Galen mengangguk datar, pandangannya terus tertuju ke depan.
"Kebetulan apa pula ini, kita tetanggaan?" Clada bertanya-tanya heran. Ada gerangan apa sehingga mereka tinggal di lantai yang sama? Hanya kebetulan atau sengaja?
"Selama tiga bulan tinggal di sini, saya baru tahu kamu punya unit di sini." kata Galen, mencoba mematahkan praduga Clara.
"Yah siapa tahu kan, Pak Galen ngefans sama saya, terus menguntit saya."
Galen seketika menoleh pada Clara yang mendadak kicep. "Saya memiliki banyak hal yang lebih berguna daripada menguntit." kata Galen santai. "Dan berhenti manggil saya dengan sebutan Pak, kita seumuran, ingat?"
"Oh, maaf.

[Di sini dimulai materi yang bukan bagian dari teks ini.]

PR #2868, opened 2020-11-24
Add OS dark mode support

### LINKED ISSUE #3154: System theme synchronization
I really enjoying using Insomnia, there is just one thing that can be improved - theme synchronization with the system theme (light/dark). I'm used to switching whole my computer (mac) to light (beach) and dark (office) mode just by "one-click", just insomnia needs to be switched manually in settings.

flostellbrink:
Just discovered insomnia and I love it, especially the themes and plugins!

One thing I missed was the theme updating when I switch my OS to dark mode.
So I went ahead and added that. Maybe you'll find it useful too.

Not sure how well this works outside of Windows 10, but I am guessing electron should make it work.

image

Figuring out what is a light and what is a dark theme is just based on the background color.
I know that's not ideal, but it seems to work pretty well.
I think there should be some way for themes to override that if they want.

Please feel free to change the default themes, I just picked them arbitrarily.

Closes #3154


flostellbrink:
Hey @develohpanda, did you get a chance to look at this already?

develohpanda:
> Hey @develohpanda, did you get a chance to look at this already?

Hi @flostellbrink! Unfortunately not yet 😞 I've been a little pressed for time given the awesome number of PRs and pushing for a big release last week. I'll be sure to run through it in the coming or the following week! 🤗

packages/insomnia-app/app/plugins/misc.js
```diff
@@ -230,6 +230,39 @@ function wrapStyles(theme: string, selector: string, styles: string) {
   ].join('\n');
 }
 
+export function isDarkTheme(theme: Theme) {
+  // TODO just a heuristic, should be replaced with a property on themes
+  const background = theme.theme.theme.background?.default;
+  return background && Color(background).isDark();
+}
```
develohpanda: I think we can avoid this heuristic entirely and allow _any_ theme to be the default for light or dark schemes.

For example, in VS Code, when specifying the preferred light theme, the user can still choose a dark theme.

image

packages/insomnia-app/app/plugins/misc.js
```diff
@@ -230,6 +230,39 @@ function wrapStyles(theme: string, selector: string, styles: string) {
...
+  }
+
+  if (window.matchMedia(`(prefers-color-scheme: dark)`).matches) {
+    return 'dark';
+  }
+
+  return 'default';
+}
+
+export async function applyColorScheme(settings: Settings): Promise<IColorTheme | null> {
```
develohpanda: Looks like this function doesn't return anything

```suggestion
export async function applyColorScheme(settings: Settings): Promise<void> {
```

packages/insomnia-app/app/ui/components/settings/theme.js
```diff
@@ -45,7 +55,7 @@ class Theme extends React.PureComponent<Props, State> {
         style={{ maxWidth: `${100 / THEMES_PER_ROW}%` }}>
         <h2 className="txt-lg">{theme.theme.displayName}</h2>
         <Button
-          onClick={handleChangeTheme}
+          onClick={() => handleChangeTheme(theme, colorScheme)}
           value={theme.theme.name}
```
develohpanda: The `value` prop is usually send to the `onClick` handler, but since the handler parameter is no longer used the `value` prop itself can be removed.

develohpanda (commented):
This is an awesome PR and I'm pretty excited to get it in! 🎉

Generally it looks good to me. I'd like to propose a few small changes to the Themes tab interface, in order to allow a user to use any theme for any color scheme, instead of us separating light and dark themes.

I'll get some feedback from our designer @erickrico around a nicer interface in the Themes tab, for selecting the light/dark theme when auto-detection is enabled. That will require some refactoring so I haven't reviewed the files I anticipate to change.

develohpanda:
Hi @flostellbrink! Firstly, I've just tested this on macOS and it seems to detect the color scheme as expected 👏🏽 

I had a chat with our PM and designer, and we think it might be good to follow the VS Code approach for now. This would involve not splitting the theme listing into light and dark, but instead allowing for light/dark selection through two drop-downs, which show all themes and default to those in app config.

Most of the work you have done is still applicable, there will just be a few changes in the themes tab itself.

Here's a quick mock-up just with the HTML, pulling elements from the General settings tab.

image

flostellbrink:
@develohpanda Thanks for the feedback and for finding a nice UI solution!

Gonna get back to you on the weekend :)

flostellbrink:
Heey, sorry for the delay.
This should address the issues.

Also got the new look in:
image

Hope this does the trick. Happy Holidays!

packages/insomnia-app/app/ui/components/settings/theme.js
```diff
@@ -114,13 +119,68 @@ class Theme extends React.PureComponent<Props, State> {
...
   }
 
+  renderThemeSelect(scheme: ColorScheme) {
+    const { activeLightTheme, activeDarkTheme, handleChangeTheme } = this.props;
+    const { themes } = this.state;
+
+    const activeColorTheme = {
+      light: activeLightTheme,
+      dark: activeDarkTheme,
+    }[scheme];
```
develohpanda: Interesting approach! I suggest using `if...else` or a `switch` statement instead of a map, especially considering this code could run frequently (render function), object maps have memory implications and a map doesn't seem necessary here. Is there a particular reason you chose to use a map?

packages/insomnia-app/app/ui/components/settings/theme.js
```diff
@@ -114,13 +119,68 @@ class Theme extends React.PureComponent<Props, State> {
 
     return rows.map((row, i) => (
       <div key={i} className="themes__row">
-        {row.map(this.renderTheme)}
+        {row.map(theme => this.renderTheme(theme))}
```
develohpanda: Can be simplified to the previous implementation 🙂 

```suggestion
        {row.map(this.renderTheme)}
```

packages/insomnia-app/app/ui/components/settings/theme.js
```diff
@@ -114,13 +119,68 @@ class Theme extends React.PureComponent<Props, State> {
...
+              type="checkbox"
+              name="autoDetectColorScheme"
+              checked={autoDetectColorScheme}
+              onChange={e => handleAutoDetectColorSchemeChange(e.target.checked)}
+            />
+          </label>
+        </div>
+        <div className="form-row">
+          {this.renderThemeSelect('light')}
+          {this.renderThemeSelect('dark')}
```
develohpanda, line 186: Nice reuse 💯

packages/insomnia-app/app/ui/components/modals/settings-modal.js
```diff
@@ -64,11 +64,29 @@ class SettingsModal extends PureComponent {
...
-  async _handleChangeTheme(theme, persist = true) {
-    await setTheme(theme);
+  async _handleChangeTheme(themeName, colorScheme, persist = true) {
+    const { settings } = this.props;
+
+    const patch = {
+      default: { theme: themeName },
+      light: { lightTheme: themeName },
+      dark: { darkTheme: themeName },
+    }[colorScheme];
```
develohpanda: Same as a previous comment, using a `switch` should be a little more efficient and easier to skim read. 😄

packages/insomnia-app/app/ui/containers/app.js
```diff
@@ -1217,6 +1217,10 @@ class App extends PureComponent {
 
     // Give it a bit before letting the backend know it's ready
     setTimeout(() => ipcRenderer.send('window-ready'), 500);
+
+    window
+      .matchMedia('(prefers-color-scheme: dark)')
+      .addListener(async () => themes.applyColorScheme(this.props.settings));
```
develohpanda, line 1224: I'm unfamiliar here, do you need to add a listener for `prefers-color-scheme: light` as well? Seems to work without it, but just checking!

packages/insomnia-app/app/ui/components/settings/theme.js
```diff
@@ -114,13 +119,68 @@ class Theme extends React.PureComponent<Props, State> {
...
+  }
+
   render() {
-    return <div className="themes pad-top">{this.renderThemeRows()}</div>;
+    const { autoDetectColorScheme, handleAutoDetectColorSchemeChange } = this.props;
+
+    return (
+      <>
+        <h2>Theme</h2>
+        <div className="themes">{this.renderThemeRows('default')}</div>
```
develohpanda:
```suggestion
        <div className="themes">{this.renderThemeRows()}</div>
```

Argument is now redundant 😄

develohpanda (changes requested):
Awesome! I've just got some minor comments, namely to convert the object maps to switch/if-else statements.

I was doing some testing locally and noticed that when the "use OS color scheme" box is checked, clicking on the themes above doesn't do anything but still changes the selection. We could disable the click handler entirely, and not show the selected 'default' theme, essentially making it read-only. What would you expect to happen, or do you have any other ideas for that case?




Happy belated holidays to you too! Sorry for the delay, I was on vacation. 😄

packages/insomnia-app/app/ui/containers/app.js
flostellbrink: Listening to just one of them seems to do the trick and is what other people have been doing too, I think^^

packages/insomnia-app/app/ui/components/settings/theme.js
flostellbrink: Well I personally like things to be const whenever possible.
The switch alternative to that is to put it into a function that can return a value.
But I am happy to make that mutable and assign it in a switch if you think that makes it more readable.

I am not gonna benchmark this, but I think that it really doesn't make much of a performance difference at all.

packages/insomnia-app/app/ui/components/modals/settings-modal.js
flostellbrink: Sure

flostellbrink:
Heey @develohpanda! Sorry for the delay.
I went ahead and implemented the suggested changes.

You're right, its confusing to change the default theme when it is not enabled.
Disabling those buttons seems like a good enough solution 👍 

Gonna fix those conflicts real quick.

flostellbrink:
Okay, had to rebase, it was getting a bit messy. Quite a lot has happened since last time.

Looks like things are still working though.

packages/insomnia-app/app/ui/components/settings/theme.js
develohpanda: > The switch alternative to that is to put it into a function that can return a value.

I think this is a suitable alternative! It is a bit more readable than the map, for this use case 🤗

flostellbrink: Oh yeah you're right.
I was thinking about the self invoke lambda style.
But it would have been perfectly reasonable to just have this as a normal named function. 🙈

Worked around it with a ternary, hope that's okay too.

develohpanda: A hundred ways to solve the same problem 😂 ternary is fine too, there will only ever be light-dark mode lol

packages/insomnia-app/app/ui/components/modals/settings-modal.js
```diff
@@ -65,11 +65,36 @@ class SettingsModal extends PureComponent {
...
 
-  async _handleChangeTheme(theme, persist = true) {
-    await setTheme(theme);
+  async _handleChangeTheme(themeName, colorScheme, persist = true) {
+    const { settings } = this.props;
+
+    let patch;
+    switch (colorScheme) {
+      case 'light':
+        patch = { theme: themeName };
```
develohpanda: I think this should be setting `lightTheme`?

```suggestion
        patch = { lightTheme: themeName };
```

packages/insomnia-app/app/ui/components/modals/settings-modal.js
```diff
@@ -65,11 +65,36 @@ class SettingsModal extends PureComponent {
...
+        break;
+      case 'dark':
+        patch = { darkTheme: themeName };
+        break;
+      default:
+        patch = { theme: themeName };
+        break;
```
develohpanda, line 82: It might be good to add the case for `'default'` as well, because `ColorScheme` is typed as `'default' | 'light' | 'dark'`

```suggestion
      case 'default':
      default:
        patch = { theme: themeName };
        break;
```

packages/insomnia-app/app/ui/components/settings/theme.js
```diff
@@ -120,8 +127,60 @@ class Theme extends React.PureComponent<Props, State> {
...
+    );
+  }
+
   render() {
-    return <div className="themes pad-top">{this.renderThemeRows()}</div>;
+    const { autoDetectColorScheme, handleAutoDetectColorSchemeChange } = this.props;
+
+    return (
+      <>
+        <h2>Theme</h2>
```
develohpanda: I think we can get away with not having this header because it is on the tab itself 😄 Let's visually keep this part how it was previously

packages/insomnia-app/app/ui/components/settings/theme.js
```diff
@@ -46,8 +53,8 @@ class Theme extends React.PureComponent<Props, State> {
         style={{ maxWidth: `${100 / THEMES_PER_ROW}%` }}>
         <h2 className="txt-lg">{theme.theme.displayName}</h2>
         <Button
-          onClick={handleChangeTheme}
-          value={theme.theme.name}
+          disabled={disabled}
```
develohpanda, line 56: I'm not sure how I feel about the (default) opacity change when the button become disabled. Since the context of these custom buttons is to do with theming, it feels strange to show a skewed color scheme.




Functionally the disabling is good but perhaps we need to indicate "disabled" by:
- ~removing the opacity change~ keep it, see comment below
- disabling the hover animation
- not showing a border around the selected theme (when OS color scheme is enabled)


You'll just need to write a custom CSS class `themes__theme-disabled`.

@erickrico thoughts on the above, specifically for this use case?

develohpanda (commented):
No worries about the delay, thanks for making those updates! It's looking great, almost there 💯

packages/insomnia-app/app/ui/components/settings/theme.js
erickrico: yea i agree, i think we should remove the selected border, but i think we should keep the opacity change, and do remove the hover animation

flostellbrink: Done and done

develohpanda (approved):
Awesome!! Very excited for this 🎉

dimitropoulos (changes requested):
Screenshot_20210301_122735

Can confirm this worked on Linux (Kubuntu).

My only qualm is that the UI isn't crystal clear to me at first as to what it's selecting (and also what is currently selected).  For example, it'd be nice if we could get a preview next to each of these (like exists above) for each dropdown.  Then, that would give the user some indication of what theme is currently active (which we have above), e.g.

Screenshot_20210301_123213

dimitropoulos (commented):
also, is it an option to instead use https://www.electronjs.org/docs/api/native-theme.  It seems better to rely on an electron javascript API than a css media query.  At least with the javascript API we can be notified by the type system if anything ever changes - while with CSS we just have to hope it never breaks.

dimitropoulos (approved):
On second thought, I see that a lot was done in this PR and what was implemented does work quite well from my testing.  Although my suggestion about the preview would be nice we can always iterate - I don't want to hold this up at this juncture.  I came and just immediately looked at the code and the code alone without looking at any of the discussion, my b. haha

develohpanda:
I think it might be worth investigating use of the Electron API mentioned above - if not trivial, we can stick with the CSS query for now.

flostellbrink:
Thanks for bringing up the API option @dimitropoulos!

I just read the [electron guide on dark mode](https://www.electronjs.org/docs/tutorial/dark-mode). That makes it sound like the nativeTheme API is more useful for other use cases like syncing an applications dark mode preferences back into the OS components.

For just updating our theme they recommend this:
> If your app has its own dark mode, you should toggle it on and off in sync with the system's dark mode setting. You can do this by using the prefer-color-scheme CSS media query.

And while I absolutely agree that having a strongly typed API for this would be nice, I think there is also something to be said for just using standard web apis when possible.

Either way, I don't think I can justify spending time on implementing that change at the moment.
Hope you understand.

dimitropoulos:
I most definitely understand.  Thanks for looking into it!!

khyveasna11111908:
JJ

khyveasna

Saya terbiasa manggil sebutan formal untuk rekan kerja saya."
Wajah Galen semakin masam ketika Clara berkata demikian.
"Kakak kamu itu sering memperlakukan kamu seperti tadi?"
Topik pembicaraan yang diubah Galen lantas membuat Clara menipiskan senyumnya.
"Hanya kadang-kadang." Ia tak ingin terlihat lemah di hadapan Galen. Bisa-bisa nanti diledek. "Biasa itu antar saudara."
"Hampir membunuh gitu, kamu bilang biasa?"
Tiba-tiba pintu lift terbuka. Clara lebih dulu keluar tanpa mempedulikan omongan Galen. Yah, seperti biasa pria itu akan memandangnya remeh.
"Kamu itu klien saya, Clara. Dan saya jadi saksi tadi. Saya hanya ingin minta pendapat kamu, apakah kejadian tadi perlu dimasukkan dalam nota saya untuk pengadilan nanti?
Clara tak menjawab, ia terus berjalan menuju unitnya.
"Sebagai fakta tambahan untuk memperberat hukuman kakak kamu, itu pun kalau kamu mau."
Benar juga. Ditambah lagi teror yang baru-baru ini ia alami, bisa saja memang Burhan pelakunya. Kalau sudah begini, kasus bukan hanya sekedar soal perebutan tanah, tapi juga kekerasan dan terorisme.
KAMU SEDANG MEMBACA
Shoulder to Lean On (END)
ChickLitClara Attesia, seorang artis sensasional yang sulit berkomitmen dalam percintaan. Ia hanya takut orang yang hidup bersamanya kelak akan kecewa dan penuh penyesalan. Galen Thrisaan, teman sekelas Clara sewaktu SMA sekaligus si ketua OSIS yang duluny...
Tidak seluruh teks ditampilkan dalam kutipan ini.